PROBLEM STATEMENT
Scan the material below for the string "blob". Report every line that has it.

☆ ☆ ☆ ☆

PR #2037, opened 2020-11-19
auto apply fix_com when needed, qcschema smoke tests

### LINKED ISSUE #1939: PCM fails with symmetry group coordinates, need to add error message for this to help user
Hello,

I realize that there is a warning about PCM failing with symmetry point groups however, it would be nice to add like a 1-3 line error message that would go a long way to helping out any user that has not read all of the docs very carefully.

### LINKED ISSUE #1978: SCF C1 symmetry requirements not caught, e.g. for addons
Running e.g. `pcmsolver` calculations with symmetry will lead to a crash:
```
  File "/Users/kruse/qc/psi4/objdir/stage/lib/psi4/driver/procrouting/scf_proc/scf_iterator.py", line 300, in scf_iterate
    upcm, Vpcm = self.get_PCM().compute_PCM_terms(Dt, calc_type)

RuntimeError:
Fatal Error: Matrix::gemm error: Number of irreps do not equal.
Error occurred in file: /Users/kruse/qc/psi4/psi4/src/psi4/libmints/matrix.cc on line: 1349
The most recent 3 function calls were:
```

The PCM message suggests c1 symmetry is enforced:
https://github.com/psi4/psi4/blob/master/psi4/driver/procrouting/proc.py#L1520-L1522
but the `use_c1` option is for making post-SCF c1 wavefunction and not for the SCF itself.
Similar issue with the `cppe` addon for polarizable embedding.

Either a graceful exist or actually making a c1 wfn object is desirable.

### LINKED ISSUE #1986: Allow PCM to be set via schema
Currently, PCM settings can not be set via QCEngine using the schema interface, passing a task like this from QCEngine results in an error 
```python
{'schema_name': 'qcschema_input',
 'schema_version': 1,
 'molecule': Molecule(name='H2O', formula='H2O', hash='941bd29'),
 'driver': 'energy',
 'model': {'method': 'SCF', 'basis': 'sto-3g'},
 'protocols': {'wavefunction': 'orbitals_and_eigenvalues'},
 'keywords': {'scf_type': 'df',
  'pcm_scf_type': 'total',
  'pcm': {'Units': 'Angstrom',
   'Medium': {'SolverType': 'IEFPCM', 'Solvent': 'Water'},
   'Cavity': {'RadiiSet': 'UFF',
    'Type': 'GePol',
    'Scaling': False,
    'Area': 0.3,
    'Mode': 'Implicit'}}}}
```
as it tries to pass the dictionary of settings to the `core.set_global` function. 

Extending the `set_options` function [here](https://github.com/psi4/psi4/blob/5de566ed7d4bf51816c673c4ea1def449e4e8618/psi4/driver/p4util/python_helpers.py#L423) to handle the `pcm` keyword should fix this issue.

tagging @loriab following the slack discussion.

### LINKED ISSUE #2011: PCM fails if symmetry is not fixed in schema.
When running psi4 via QCEngine, PCM can only successfully run if the symmetry is fixed by including the flag `fix_symmetry="c1"` in the qcelemental molecule. As this is always required the Psi4 driver should probably fix the symmetry when it comes across any PCM settings in the keywords. This would also users to run PCM calculations on molecules which were submitted to a QCArchive instance previously without the fixed symmetry flag.

loriab:
## Description
Repercussions from trying to fix #1986 . I think this fixes #1939, fixes #1978, fixes #2011

## Todos
- [x] standardize pytests on `@using("<addon>")` rather than `@using_<addon>`. addon detection is more runtime than compiletime
- [x] start a smoke tests suite of running through `psi4 --qcschema` to live alongside psithon and psiapi
- [x] finally fix the need for pe/pcm to manually set fix_com/fix_reorient. I have a strategy locally.
- [ ] expand `Mol._initial_cartesian` to other ways to construct a Mol
- [x] snsmp2 1.0.4
- [x] pybind11 2.6.1
- [x] pcmsolver ~1.3.?~ 1.3 having some numerical issues with psi, so going back to a patched v1.2.1

## Questions
- [ ] Opening the discussion to how to deal with methods that needs no_com/no_reorient/symmetry c1 _from_the_beginning_. Many of our present symmetry tolerant methods just need their parts consistent (e.g., dimer, monoA, monoB); whereas, cppe needs the exact input Cart to match the potfile. (Fun fact: a Mol can go from fix_com T -> F but not the reverse.) The sol'n in this PR is to carry the input Cartesians along as `Mol._initial_cartesians` (so long as not a variable or zmat Mol), which can then be used to reset through `set_geometry()` if the method demands it. This member is akin to the `Mol.EFP` object that gets carried along. Presently this is implemented for just the molecule constructors that psithon/psiapi `psi4.geometry()` and qcsk `Mol.from_schema()` use, but should probably be expanded if adopted. Thoughts on whether this is the best way to solve the problem?
- [ ] @robertodr PCMSolver: I'm only imposing c1, not fix_com/orient based on your slack reply. ok? I've removed all those lines from your ctest and pytest examples (except for alpha that needed it for matching). There's a new pcm mode test in test_addons_qcschema.py. It's writing the input file for pcm input, which is a little questionable in the schema-running world, but it's working for now. Any concerns?
- [ ] @maxscheurer CPPE: when active, this is getting the full c1/fix_com/fix_orient treatment, so I've removed all those lines from the tests. There's a new cppe mode test in test_addons_qcschema.py. Since there isn't a mechanism for passing files through, I'm allowing the potfile keyword to be file name or contents. Any concerns?

## Checklist

## Status
- [x] Ready for review
- [ ] Ready for merge


loriab:
needs scrutiny by @robertodr and @maxscheurer. I also learned about problems in the course of this that @hokru had already identified.

psi4/driver/procrouting/proc.py
```diff
@@ -1272,6 +1272,29 @@ def scf_helper(name, post_scf=True, **kwargs):
...
+        c1_molecule = scf_molecule.clone()
+        if getattr(scf_molecule, "_initial_cartesian", None) is not None:
+            c1_molecule._initial_cartesian = scf_molecule._initial_cartesian.clone()
+            c1_molecule.set_geometry(c1_molecule._initial_cartesian)
+            c1_molecule.reset_point_group('c1')
+            c1_molecule.fix_orientation(True)
+            c1_molecule.fix_com(True)
+            c1_molecule.update_geometry()
+        else:
+            raise ValidationError("Set no_com/no_reorient/symmetry c1 by hand for PCM or PE on non-Cartesian molecules.")
```
PeterKraus, line 1294: The validation error here is PE-specific but mentions PCM too.

psi4/driver/procrouting/solvent/pol_embed.py
```diff
@@ -42,8 +44,20 @@ def get_pe_options():
     rmin = core.get_option('PE', 'BORDER_RMIN')
     if core.get_option('PE', 'BORDER_RMIN_UNIT').upper() == "AA":
         rmin *= 1.0 / constants.bohr2angstroms
+
+    # potfile option can be filename or contents
+    potfile_keyword = core.get_option('PE', 'POTFILE')
+    if len(potfile_keyword) > 300:
```
PeterKraus, line 50: 300?

psi4/driver/procrouting/solvent/pol_embed.py
```diff
@@ -42,8 +44,20 @@ def get_pe_options():
...
+        core.get_option('PE', 'POTFILE')
```
PeterKraus, line 51: Why is this here? We just called that above.

PeterKraus (commented):
Looks great, especially the automatic enforcement of known symmetry/com/coord requirements is super user friendly. A couple of questions though.

psi4/driver/procrouting/proc.py
```diff
@@ -1272,6 +1272,29 @@ def scf_helper(name, post_scf=True, **kwargs):
     if ref_wfn is not None:
         raise ValidationError("Cannot seed an SCF calculation with a reference wavefunction ('ref_wfn' kwarg).")
 
+    # PCM needs to be run w/o symmetry
```
robertodr, line 1275: Could you add a warning or print message that these options have been set under the hood?

robertodr (approved):
Looks good! Thanks Lori!

maxscheurer (approved):
Thanks for this important and user-friendly improvement! 🎉 👍

psi4/driver/procrouting/solvent/pol_embed.py
loriab: it was an attempt to differentiate between a long file path and file contents. I'm switching to testing on `@COORDINATES`.

loriab:
This needs https://github.com/PCMSolver/pcmsolver/pull/184

@robertodr, I switched out some uuid calls for `NamedTemporaryFile`. Seems to work ok, but lmk if bad idea.

robertodr:
Thanks Lori, will check your PR ASAP and try to get a new release.

psi4/driver/molutil.py
```diff
@@ -252,6 +256,11 @@ def geometry(geom, name="default"):
         geom, enable_qm=True, missing_enabled_return_qm='minimal', enable_efp=True, missing_enabled_return_efp='none')
 
     molecule = core.Molecule.from_dict(molrec['qm'])
+    if "geom" in molrec["qm"]:
+        geom = np.array(molrec["qm"]["geom"]).reshape((-1, 3))
+        if molrec["qm"]["units"] == "Angstrom":
```
dgasmith, line 261: `.title() == "Angstrom"` to be safe or lower it?

psi4/driver/p4util/procutil.py
```diff
@@ -426,6 +427,75 @@ def prepare_options_for_modules(changedOnly=False, commandsInsteadDict=False):
...
+            # some options are globals section (not level) so not in any module
+            flat_options[opt] = core.get_global_option(opt)
+
+    return flat_options
+
+
+def state_to_atomicinput(*, driver, method, basis=None, molecule=None, function_kwargs=None) -> "AtomicInput":
+    """Form a QCSchema for job input from the current state of Psi4 settings."""
+
+    import qcelemental as qcel
```
dgasmith, line 469: Any need for a local import? `qcel` is required throughout I believe.

tests/pytests/test_addons.py
```diff
@@ -779,24 +730,21 @@ def _test_scf5():
     assert psi4.compare_values(Eref_rohf_df, E, 6, 'Triplet DF CUHF energy')
 
 
-@pytest.mark.smoke
-@using_erd
+@using("erd")
```
dgasmith, line 733: Glad you find this design pattern useful.

dgasmith (commented):
Very clean from a user point of view!

psi4/driver/molutil.py
loriab: thanks for the catch, but this is psi4 schema, and it's strictly `Angstrom|Bohr`

PeterKraus (approved):
LGTM.

loriab:
this needs a new pcmsolver release and a merge of https://github.com/DEShawResearch/sns-mp2/pull/7

robertodr:
> this needs a new pcmsolver release and a merge of [DEShawResearch/sns-mp2#7](https://github.com/DEShawResearch/sns-mp2/pull/7)

The PCMSolver release will most likely happen this evening.

robertodr:
New release of PCMSolver is up: https://github.com/PCMSolver/pcmsolver/releases/tag/v1.3.0

psi4/driver/molutil.py
dgasmith: I always get a little nervous around these since the data is “just” a dict and there is no code-ensured contract for title case.

dgasmith (approved):

loriab:
This has compatible pcmsolver and snsmp2 versions now, so I'll merge it after CI unless there are concerns.

There's still a problem sometimes running pcm by API and in parallel, `npz_save: header read error`, but this PR is still a step in the right direction, as one couldn't run sequential pcm by API before.

PR #2044, opened 2020-12-02
Build Treutler grid if asked to do so.

susilehtola:
## Description
Fixes a bug where a Becke grid is used instead of Treutler in case a Treutler grid was requested.

## Todos

- [ ] Feature1
- [ ] Feature2

## Questions
- [ ] Question1

## Checklist

## Status
- [x] Ready for review
- [x] Ready for merge

### DIFF
--- a/psi4/src/psi4/libfock/cubature.cc
+++ b/psi4/src/psi4/libfock/cubature.cc
@@ -4857,7 +4857,7 @@ std::shared_ptr<RadialGrid> RadialGrid::build(const std::string &scheme, int npo
     if (scheme == "BECKE") {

☆ ☆ ☆ ☆

THE COMPLETED TASK
https://github.com/psi4/psi4/blob/master/psi4/driver/procrouting/proc.py#L1520-L1522
Extending the `set_options` function [here](https://github.com/psi4/psi4/blob/5de566ed7d4bf51816c673c4ea1def449e4e8618/psi4/driver/p4util/python_helpers.py#L423) to handle the `pcm` keyword should fix this issue.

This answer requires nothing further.